## Task description
Across the listing below, state how many lines hold the string "management"; write nothing but that number.

## Listed entries
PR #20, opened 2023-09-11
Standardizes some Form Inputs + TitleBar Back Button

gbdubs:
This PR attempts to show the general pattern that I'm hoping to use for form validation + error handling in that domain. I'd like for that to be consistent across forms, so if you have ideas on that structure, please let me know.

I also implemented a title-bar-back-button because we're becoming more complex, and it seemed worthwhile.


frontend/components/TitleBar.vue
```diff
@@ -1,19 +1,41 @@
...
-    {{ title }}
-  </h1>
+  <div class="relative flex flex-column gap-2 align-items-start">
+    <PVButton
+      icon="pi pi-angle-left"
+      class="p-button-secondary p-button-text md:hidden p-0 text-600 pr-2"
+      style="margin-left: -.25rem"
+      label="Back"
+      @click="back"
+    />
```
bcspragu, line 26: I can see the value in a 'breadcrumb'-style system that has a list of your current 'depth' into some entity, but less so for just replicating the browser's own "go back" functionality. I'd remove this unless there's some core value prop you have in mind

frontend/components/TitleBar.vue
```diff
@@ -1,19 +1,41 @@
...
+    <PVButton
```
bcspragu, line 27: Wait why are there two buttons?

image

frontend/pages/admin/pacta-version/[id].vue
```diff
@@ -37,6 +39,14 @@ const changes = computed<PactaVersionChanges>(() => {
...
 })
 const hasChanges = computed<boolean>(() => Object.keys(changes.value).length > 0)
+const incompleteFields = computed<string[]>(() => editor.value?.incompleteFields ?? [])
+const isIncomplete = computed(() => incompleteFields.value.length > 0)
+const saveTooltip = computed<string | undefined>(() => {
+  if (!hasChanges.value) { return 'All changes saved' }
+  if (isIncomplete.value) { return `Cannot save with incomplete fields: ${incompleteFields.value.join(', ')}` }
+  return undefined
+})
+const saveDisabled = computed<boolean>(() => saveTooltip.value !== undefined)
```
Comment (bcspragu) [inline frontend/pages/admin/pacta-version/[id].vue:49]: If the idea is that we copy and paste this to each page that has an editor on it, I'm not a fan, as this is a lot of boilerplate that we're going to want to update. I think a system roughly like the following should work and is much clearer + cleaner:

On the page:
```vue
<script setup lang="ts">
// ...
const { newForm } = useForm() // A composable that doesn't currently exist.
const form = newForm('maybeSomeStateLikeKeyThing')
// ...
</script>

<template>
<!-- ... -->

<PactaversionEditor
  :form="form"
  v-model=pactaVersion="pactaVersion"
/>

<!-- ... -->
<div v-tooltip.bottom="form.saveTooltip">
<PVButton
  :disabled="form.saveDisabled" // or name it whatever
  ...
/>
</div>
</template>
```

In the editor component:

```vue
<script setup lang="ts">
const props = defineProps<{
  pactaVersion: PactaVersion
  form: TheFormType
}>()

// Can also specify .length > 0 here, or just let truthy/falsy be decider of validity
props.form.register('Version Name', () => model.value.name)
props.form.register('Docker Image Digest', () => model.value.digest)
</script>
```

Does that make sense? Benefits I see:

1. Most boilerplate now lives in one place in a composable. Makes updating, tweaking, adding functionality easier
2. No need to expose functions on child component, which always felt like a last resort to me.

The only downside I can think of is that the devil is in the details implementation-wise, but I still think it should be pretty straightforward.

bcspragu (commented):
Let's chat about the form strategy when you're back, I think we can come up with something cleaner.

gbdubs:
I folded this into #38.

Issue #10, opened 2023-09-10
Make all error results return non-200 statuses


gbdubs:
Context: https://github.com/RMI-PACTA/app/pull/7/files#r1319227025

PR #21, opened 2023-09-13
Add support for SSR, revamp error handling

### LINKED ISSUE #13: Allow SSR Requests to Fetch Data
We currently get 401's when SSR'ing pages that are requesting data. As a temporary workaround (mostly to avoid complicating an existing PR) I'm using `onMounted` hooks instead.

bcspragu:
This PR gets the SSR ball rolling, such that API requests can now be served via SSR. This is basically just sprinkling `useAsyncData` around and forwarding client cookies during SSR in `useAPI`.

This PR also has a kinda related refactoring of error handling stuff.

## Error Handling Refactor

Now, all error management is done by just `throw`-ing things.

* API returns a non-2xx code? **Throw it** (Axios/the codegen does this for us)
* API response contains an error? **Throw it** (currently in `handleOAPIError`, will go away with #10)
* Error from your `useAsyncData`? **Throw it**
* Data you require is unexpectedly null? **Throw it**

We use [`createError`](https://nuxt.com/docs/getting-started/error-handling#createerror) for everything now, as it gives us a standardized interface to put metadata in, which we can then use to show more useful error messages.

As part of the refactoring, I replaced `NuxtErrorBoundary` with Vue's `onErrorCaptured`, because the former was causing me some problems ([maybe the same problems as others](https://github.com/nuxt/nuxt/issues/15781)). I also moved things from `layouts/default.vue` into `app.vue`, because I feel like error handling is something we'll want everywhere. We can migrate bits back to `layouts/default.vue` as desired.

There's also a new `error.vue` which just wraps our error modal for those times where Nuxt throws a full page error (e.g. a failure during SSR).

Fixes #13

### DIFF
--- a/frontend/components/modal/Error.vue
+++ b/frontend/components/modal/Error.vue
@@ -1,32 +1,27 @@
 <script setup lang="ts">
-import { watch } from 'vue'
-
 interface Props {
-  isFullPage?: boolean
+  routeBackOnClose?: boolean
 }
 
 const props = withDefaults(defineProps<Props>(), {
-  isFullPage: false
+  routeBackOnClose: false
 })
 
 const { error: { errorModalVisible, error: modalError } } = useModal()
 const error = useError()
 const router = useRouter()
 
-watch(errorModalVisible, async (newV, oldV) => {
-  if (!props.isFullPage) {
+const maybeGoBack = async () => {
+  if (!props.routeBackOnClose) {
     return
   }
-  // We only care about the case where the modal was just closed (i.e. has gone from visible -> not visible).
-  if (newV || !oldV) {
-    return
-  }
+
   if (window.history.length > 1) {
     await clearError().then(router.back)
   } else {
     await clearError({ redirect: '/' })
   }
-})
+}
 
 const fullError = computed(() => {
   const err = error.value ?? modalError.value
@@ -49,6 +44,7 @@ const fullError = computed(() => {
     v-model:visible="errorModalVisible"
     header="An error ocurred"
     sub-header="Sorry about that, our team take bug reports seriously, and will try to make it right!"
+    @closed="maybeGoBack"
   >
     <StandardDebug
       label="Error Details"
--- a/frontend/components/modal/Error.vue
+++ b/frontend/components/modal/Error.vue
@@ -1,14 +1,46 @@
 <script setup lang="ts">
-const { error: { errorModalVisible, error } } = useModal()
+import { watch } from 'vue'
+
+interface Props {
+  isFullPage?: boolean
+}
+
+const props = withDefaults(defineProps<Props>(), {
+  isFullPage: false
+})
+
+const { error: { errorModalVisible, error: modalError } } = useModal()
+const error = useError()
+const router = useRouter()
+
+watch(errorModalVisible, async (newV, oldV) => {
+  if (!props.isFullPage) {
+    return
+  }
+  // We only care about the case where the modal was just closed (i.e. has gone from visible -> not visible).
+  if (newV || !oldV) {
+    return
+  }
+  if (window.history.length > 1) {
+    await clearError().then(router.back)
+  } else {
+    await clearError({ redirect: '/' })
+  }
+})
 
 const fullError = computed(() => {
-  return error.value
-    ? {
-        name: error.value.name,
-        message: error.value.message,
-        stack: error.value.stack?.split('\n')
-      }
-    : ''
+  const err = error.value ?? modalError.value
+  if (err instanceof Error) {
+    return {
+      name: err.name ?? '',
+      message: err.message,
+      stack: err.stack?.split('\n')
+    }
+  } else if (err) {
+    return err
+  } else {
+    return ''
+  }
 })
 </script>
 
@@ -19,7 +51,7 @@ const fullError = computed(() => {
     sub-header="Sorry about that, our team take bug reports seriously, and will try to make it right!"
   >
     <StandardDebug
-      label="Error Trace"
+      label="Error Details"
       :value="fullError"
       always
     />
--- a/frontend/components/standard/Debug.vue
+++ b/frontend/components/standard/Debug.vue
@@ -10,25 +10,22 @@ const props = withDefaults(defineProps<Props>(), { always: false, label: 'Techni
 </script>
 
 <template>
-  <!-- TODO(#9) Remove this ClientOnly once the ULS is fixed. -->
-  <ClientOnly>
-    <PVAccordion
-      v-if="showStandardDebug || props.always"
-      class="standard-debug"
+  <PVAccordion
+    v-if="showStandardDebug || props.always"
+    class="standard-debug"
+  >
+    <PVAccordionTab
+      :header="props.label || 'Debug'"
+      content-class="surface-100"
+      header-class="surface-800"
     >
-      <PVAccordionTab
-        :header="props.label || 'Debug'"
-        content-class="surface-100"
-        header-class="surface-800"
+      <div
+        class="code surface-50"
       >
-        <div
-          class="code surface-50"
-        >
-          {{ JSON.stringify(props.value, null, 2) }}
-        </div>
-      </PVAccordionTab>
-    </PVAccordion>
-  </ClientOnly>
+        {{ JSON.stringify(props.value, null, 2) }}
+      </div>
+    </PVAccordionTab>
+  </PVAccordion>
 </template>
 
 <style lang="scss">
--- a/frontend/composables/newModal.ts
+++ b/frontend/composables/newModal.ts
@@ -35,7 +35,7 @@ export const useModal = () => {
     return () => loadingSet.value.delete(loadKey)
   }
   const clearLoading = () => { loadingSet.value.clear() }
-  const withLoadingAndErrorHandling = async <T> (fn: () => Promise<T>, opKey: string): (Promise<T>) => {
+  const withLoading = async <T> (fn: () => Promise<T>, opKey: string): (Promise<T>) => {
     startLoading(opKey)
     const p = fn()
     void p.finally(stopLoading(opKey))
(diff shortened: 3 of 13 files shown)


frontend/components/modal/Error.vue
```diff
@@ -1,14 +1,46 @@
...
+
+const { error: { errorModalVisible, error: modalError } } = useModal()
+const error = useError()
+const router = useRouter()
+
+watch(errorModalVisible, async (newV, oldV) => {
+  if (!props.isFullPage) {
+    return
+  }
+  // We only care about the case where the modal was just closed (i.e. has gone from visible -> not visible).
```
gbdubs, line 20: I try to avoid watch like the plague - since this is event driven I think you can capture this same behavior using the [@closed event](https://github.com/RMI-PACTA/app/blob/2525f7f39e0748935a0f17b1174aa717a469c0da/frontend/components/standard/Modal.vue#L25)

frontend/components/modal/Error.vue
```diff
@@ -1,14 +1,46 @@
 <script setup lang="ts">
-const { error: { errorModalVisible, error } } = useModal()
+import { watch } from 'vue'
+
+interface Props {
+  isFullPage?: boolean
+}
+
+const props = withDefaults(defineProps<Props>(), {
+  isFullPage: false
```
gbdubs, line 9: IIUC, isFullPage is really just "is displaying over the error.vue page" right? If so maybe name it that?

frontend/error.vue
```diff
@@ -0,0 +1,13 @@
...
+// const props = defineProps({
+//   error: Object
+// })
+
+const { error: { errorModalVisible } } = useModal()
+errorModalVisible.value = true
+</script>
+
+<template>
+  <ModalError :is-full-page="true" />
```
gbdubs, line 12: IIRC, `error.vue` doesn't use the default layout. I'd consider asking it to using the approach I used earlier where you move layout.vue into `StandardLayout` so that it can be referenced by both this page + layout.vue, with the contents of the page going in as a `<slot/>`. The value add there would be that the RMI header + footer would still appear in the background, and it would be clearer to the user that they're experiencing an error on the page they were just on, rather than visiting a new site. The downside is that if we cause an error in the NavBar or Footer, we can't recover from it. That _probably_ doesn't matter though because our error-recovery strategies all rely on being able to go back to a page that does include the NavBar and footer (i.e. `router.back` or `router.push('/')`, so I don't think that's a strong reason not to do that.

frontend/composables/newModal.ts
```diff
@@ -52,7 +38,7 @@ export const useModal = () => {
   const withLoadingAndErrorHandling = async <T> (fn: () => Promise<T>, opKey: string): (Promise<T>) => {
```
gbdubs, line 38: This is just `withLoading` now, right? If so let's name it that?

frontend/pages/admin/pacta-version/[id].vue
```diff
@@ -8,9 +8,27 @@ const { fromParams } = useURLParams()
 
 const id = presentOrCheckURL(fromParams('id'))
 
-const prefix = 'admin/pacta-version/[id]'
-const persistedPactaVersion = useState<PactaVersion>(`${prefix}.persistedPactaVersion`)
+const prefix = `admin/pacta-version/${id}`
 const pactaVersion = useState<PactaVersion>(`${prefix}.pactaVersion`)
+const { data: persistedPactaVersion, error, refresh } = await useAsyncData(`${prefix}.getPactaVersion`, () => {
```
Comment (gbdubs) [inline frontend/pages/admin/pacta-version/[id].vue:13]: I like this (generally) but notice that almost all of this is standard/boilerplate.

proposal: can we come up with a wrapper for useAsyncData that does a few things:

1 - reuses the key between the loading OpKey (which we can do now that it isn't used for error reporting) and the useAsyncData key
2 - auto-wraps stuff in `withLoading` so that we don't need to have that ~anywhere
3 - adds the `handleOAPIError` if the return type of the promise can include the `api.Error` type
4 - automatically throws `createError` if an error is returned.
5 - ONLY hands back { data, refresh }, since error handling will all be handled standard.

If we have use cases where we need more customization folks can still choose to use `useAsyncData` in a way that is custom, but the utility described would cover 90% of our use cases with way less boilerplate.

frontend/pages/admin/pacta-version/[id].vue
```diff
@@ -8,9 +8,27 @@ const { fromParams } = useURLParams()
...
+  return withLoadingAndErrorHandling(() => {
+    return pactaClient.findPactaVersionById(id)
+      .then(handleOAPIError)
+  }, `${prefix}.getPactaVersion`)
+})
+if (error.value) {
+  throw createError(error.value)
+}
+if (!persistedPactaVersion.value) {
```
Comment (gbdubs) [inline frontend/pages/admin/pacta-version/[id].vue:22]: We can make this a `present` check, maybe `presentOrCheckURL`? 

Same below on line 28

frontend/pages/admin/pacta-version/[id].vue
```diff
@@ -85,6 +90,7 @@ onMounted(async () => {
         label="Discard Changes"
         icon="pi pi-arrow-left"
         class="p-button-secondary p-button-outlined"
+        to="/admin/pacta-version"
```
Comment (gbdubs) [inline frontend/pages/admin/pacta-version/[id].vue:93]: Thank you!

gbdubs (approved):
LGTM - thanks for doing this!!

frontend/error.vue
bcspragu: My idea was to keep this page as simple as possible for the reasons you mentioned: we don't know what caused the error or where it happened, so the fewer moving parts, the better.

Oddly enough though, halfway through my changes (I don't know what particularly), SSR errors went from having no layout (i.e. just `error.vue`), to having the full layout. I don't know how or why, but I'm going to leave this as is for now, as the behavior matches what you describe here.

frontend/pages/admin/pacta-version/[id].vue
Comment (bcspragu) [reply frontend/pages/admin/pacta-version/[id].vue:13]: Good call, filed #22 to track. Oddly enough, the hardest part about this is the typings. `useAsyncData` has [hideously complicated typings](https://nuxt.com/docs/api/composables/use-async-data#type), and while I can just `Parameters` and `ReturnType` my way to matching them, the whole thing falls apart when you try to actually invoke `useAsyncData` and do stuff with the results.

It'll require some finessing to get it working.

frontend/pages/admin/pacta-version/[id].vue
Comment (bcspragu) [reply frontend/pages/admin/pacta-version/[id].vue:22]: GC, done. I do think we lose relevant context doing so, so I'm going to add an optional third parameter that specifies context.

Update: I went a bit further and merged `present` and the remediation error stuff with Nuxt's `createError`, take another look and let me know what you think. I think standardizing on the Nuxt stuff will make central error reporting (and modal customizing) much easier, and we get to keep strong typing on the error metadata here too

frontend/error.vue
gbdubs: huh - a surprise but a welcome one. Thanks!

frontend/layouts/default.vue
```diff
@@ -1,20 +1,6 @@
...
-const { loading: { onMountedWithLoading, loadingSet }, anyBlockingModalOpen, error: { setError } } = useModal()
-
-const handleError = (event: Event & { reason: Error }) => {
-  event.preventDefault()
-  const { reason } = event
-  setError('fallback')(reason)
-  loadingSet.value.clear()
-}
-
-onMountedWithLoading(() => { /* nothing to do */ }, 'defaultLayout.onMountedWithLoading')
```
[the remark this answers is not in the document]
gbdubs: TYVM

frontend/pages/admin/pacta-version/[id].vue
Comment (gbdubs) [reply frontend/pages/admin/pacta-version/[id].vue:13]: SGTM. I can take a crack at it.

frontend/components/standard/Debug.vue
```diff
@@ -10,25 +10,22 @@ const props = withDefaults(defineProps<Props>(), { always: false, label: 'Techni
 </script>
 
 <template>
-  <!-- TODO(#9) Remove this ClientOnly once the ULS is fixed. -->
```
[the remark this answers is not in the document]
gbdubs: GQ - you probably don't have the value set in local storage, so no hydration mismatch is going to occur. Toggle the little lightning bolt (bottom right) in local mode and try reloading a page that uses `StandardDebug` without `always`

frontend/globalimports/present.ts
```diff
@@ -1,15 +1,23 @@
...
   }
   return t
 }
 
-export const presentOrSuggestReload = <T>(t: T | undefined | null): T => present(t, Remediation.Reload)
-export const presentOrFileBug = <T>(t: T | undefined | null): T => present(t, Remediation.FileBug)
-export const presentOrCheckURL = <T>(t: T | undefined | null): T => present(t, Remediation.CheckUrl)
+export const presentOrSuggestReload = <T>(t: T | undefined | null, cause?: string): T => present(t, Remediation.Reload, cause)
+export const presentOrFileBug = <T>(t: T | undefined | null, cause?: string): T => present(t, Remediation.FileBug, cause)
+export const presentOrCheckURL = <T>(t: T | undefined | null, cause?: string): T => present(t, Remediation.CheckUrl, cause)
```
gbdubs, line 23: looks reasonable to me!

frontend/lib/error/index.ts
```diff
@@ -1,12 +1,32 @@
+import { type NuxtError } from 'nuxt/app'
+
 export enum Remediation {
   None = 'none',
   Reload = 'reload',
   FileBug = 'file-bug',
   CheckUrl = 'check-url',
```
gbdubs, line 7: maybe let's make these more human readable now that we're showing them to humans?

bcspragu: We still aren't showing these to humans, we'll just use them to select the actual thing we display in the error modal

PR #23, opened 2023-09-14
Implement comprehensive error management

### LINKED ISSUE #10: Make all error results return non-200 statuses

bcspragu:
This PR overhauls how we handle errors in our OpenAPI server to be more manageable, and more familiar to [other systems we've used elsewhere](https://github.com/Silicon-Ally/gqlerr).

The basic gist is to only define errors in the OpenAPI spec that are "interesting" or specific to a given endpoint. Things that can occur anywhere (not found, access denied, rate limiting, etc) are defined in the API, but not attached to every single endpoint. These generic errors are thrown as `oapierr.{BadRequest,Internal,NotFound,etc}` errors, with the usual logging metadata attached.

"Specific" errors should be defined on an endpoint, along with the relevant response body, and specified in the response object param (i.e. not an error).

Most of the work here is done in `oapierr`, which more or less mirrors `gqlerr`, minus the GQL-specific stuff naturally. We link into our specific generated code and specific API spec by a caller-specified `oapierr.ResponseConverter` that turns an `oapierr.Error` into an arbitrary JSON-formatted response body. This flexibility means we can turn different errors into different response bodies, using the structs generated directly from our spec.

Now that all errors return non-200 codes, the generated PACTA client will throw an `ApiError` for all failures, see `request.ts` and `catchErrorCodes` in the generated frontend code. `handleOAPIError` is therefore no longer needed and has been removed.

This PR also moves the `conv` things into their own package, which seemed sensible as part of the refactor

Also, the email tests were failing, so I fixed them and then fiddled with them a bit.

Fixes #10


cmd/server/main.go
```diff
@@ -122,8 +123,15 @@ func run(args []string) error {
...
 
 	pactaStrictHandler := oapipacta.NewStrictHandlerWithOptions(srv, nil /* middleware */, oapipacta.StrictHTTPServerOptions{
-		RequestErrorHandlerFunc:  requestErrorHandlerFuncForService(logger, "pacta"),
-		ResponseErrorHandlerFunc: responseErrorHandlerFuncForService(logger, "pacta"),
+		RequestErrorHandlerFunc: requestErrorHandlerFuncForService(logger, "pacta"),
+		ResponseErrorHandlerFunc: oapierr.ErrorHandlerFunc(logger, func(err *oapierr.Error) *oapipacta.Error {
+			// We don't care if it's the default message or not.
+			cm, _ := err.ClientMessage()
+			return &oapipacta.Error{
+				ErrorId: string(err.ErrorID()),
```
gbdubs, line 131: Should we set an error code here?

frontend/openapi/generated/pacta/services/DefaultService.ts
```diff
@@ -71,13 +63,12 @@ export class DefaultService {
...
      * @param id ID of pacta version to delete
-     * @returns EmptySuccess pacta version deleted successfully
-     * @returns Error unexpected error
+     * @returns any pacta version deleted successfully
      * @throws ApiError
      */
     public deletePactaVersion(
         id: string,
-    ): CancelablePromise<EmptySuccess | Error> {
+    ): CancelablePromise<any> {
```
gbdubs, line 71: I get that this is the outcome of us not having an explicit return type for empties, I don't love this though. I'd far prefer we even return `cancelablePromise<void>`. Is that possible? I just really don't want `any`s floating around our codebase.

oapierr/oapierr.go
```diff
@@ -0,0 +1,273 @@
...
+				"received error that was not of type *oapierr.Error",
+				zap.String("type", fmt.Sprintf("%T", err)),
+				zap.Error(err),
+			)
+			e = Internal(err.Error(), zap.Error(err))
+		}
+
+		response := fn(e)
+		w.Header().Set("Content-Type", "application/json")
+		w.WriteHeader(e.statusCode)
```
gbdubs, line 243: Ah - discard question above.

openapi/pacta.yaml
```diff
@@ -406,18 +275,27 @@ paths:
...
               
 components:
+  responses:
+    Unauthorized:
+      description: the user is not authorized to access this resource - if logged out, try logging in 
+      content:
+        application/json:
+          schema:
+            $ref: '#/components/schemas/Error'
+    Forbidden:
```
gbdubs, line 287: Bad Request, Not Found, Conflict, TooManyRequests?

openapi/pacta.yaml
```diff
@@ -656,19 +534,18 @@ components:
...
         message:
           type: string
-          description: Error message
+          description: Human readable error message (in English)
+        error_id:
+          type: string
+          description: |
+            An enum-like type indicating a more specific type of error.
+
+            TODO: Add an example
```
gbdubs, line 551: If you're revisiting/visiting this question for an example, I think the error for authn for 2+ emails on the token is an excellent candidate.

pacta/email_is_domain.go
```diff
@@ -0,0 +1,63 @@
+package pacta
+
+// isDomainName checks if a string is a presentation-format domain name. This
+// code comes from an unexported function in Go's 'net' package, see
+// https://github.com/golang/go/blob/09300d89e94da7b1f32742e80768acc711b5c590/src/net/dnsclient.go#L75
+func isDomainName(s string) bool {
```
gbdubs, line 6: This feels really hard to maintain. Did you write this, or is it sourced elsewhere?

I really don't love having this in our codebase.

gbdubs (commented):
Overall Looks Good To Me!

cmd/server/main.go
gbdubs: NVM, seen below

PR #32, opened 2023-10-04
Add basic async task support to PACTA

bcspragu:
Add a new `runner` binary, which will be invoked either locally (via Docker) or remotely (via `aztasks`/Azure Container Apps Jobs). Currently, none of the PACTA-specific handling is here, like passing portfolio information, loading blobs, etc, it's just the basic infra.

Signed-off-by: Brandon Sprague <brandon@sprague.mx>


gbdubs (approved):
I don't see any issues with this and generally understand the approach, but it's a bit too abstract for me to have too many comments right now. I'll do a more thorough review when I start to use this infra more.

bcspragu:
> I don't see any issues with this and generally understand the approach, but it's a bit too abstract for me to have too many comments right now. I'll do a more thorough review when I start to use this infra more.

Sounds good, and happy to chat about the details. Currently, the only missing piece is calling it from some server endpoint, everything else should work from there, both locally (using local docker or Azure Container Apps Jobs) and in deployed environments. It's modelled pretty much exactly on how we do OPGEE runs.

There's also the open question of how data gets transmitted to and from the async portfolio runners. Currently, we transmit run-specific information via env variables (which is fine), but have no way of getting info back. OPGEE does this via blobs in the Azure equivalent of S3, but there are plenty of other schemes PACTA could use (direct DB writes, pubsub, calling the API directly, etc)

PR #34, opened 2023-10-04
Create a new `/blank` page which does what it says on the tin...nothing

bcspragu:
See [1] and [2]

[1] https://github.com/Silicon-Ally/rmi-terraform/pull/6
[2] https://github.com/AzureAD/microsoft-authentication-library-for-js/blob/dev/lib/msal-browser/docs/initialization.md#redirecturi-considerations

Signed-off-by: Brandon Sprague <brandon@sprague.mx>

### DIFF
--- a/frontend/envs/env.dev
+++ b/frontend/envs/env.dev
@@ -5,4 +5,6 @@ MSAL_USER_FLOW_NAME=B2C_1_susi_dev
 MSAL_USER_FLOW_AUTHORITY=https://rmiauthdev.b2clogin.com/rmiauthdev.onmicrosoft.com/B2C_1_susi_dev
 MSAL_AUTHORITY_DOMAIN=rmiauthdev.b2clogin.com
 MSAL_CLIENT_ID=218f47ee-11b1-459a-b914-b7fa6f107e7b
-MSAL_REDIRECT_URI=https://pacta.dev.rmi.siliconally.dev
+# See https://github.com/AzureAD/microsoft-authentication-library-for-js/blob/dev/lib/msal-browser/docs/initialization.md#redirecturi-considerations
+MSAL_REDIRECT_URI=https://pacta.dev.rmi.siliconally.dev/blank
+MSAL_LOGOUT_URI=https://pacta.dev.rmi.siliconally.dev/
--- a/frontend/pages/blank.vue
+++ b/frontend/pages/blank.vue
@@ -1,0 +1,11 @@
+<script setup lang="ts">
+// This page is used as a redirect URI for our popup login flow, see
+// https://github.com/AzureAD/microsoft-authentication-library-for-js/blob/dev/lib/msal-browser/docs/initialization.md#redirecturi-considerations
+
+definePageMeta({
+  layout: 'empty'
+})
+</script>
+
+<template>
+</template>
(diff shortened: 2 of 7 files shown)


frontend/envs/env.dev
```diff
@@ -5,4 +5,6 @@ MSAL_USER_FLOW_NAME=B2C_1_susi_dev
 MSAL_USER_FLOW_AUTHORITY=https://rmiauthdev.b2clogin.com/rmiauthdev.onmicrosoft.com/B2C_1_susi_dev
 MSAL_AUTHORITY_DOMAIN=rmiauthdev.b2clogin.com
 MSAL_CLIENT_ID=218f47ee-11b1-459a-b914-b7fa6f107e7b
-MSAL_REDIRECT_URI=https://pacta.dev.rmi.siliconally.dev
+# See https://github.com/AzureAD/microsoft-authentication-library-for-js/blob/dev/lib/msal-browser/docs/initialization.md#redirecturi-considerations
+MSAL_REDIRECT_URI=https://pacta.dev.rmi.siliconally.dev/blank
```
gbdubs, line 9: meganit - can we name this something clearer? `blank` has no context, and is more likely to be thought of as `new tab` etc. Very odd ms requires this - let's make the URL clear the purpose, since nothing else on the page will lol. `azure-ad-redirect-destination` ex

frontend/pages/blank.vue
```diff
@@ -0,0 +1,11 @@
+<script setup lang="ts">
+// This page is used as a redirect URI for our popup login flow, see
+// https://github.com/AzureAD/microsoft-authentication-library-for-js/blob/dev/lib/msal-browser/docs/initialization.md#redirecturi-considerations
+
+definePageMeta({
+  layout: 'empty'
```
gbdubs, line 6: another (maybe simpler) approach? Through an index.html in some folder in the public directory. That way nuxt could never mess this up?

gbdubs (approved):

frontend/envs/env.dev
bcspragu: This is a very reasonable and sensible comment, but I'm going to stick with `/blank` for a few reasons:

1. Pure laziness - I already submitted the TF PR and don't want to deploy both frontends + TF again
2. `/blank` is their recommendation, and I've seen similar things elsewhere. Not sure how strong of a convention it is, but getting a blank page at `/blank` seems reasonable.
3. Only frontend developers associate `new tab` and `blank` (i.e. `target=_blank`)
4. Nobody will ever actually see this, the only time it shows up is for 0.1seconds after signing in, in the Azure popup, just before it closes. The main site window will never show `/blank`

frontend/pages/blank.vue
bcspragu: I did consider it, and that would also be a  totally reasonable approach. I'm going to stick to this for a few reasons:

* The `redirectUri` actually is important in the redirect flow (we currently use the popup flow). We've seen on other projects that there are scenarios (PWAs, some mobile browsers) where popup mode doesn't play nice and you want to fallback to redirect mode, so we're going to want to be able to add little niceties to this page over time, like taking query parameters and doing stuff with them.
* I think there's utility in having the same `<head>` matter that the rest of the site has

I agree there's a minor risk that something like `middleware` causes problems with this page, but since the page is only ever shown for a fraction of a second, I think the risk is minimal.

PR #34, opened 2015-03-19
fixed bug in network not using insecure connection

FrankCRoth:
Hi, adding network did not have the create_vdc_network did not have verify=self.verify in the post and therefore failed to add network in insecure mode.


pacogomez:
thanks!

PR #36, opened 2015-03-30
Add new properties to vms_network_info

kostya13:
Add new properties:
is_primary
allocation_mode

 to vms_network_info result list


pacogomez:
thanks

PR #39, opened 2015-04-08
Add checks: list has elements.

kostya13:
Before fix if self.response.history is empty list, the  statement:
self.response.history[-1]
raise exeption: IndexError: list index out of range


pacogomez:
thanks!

## Result of the task
2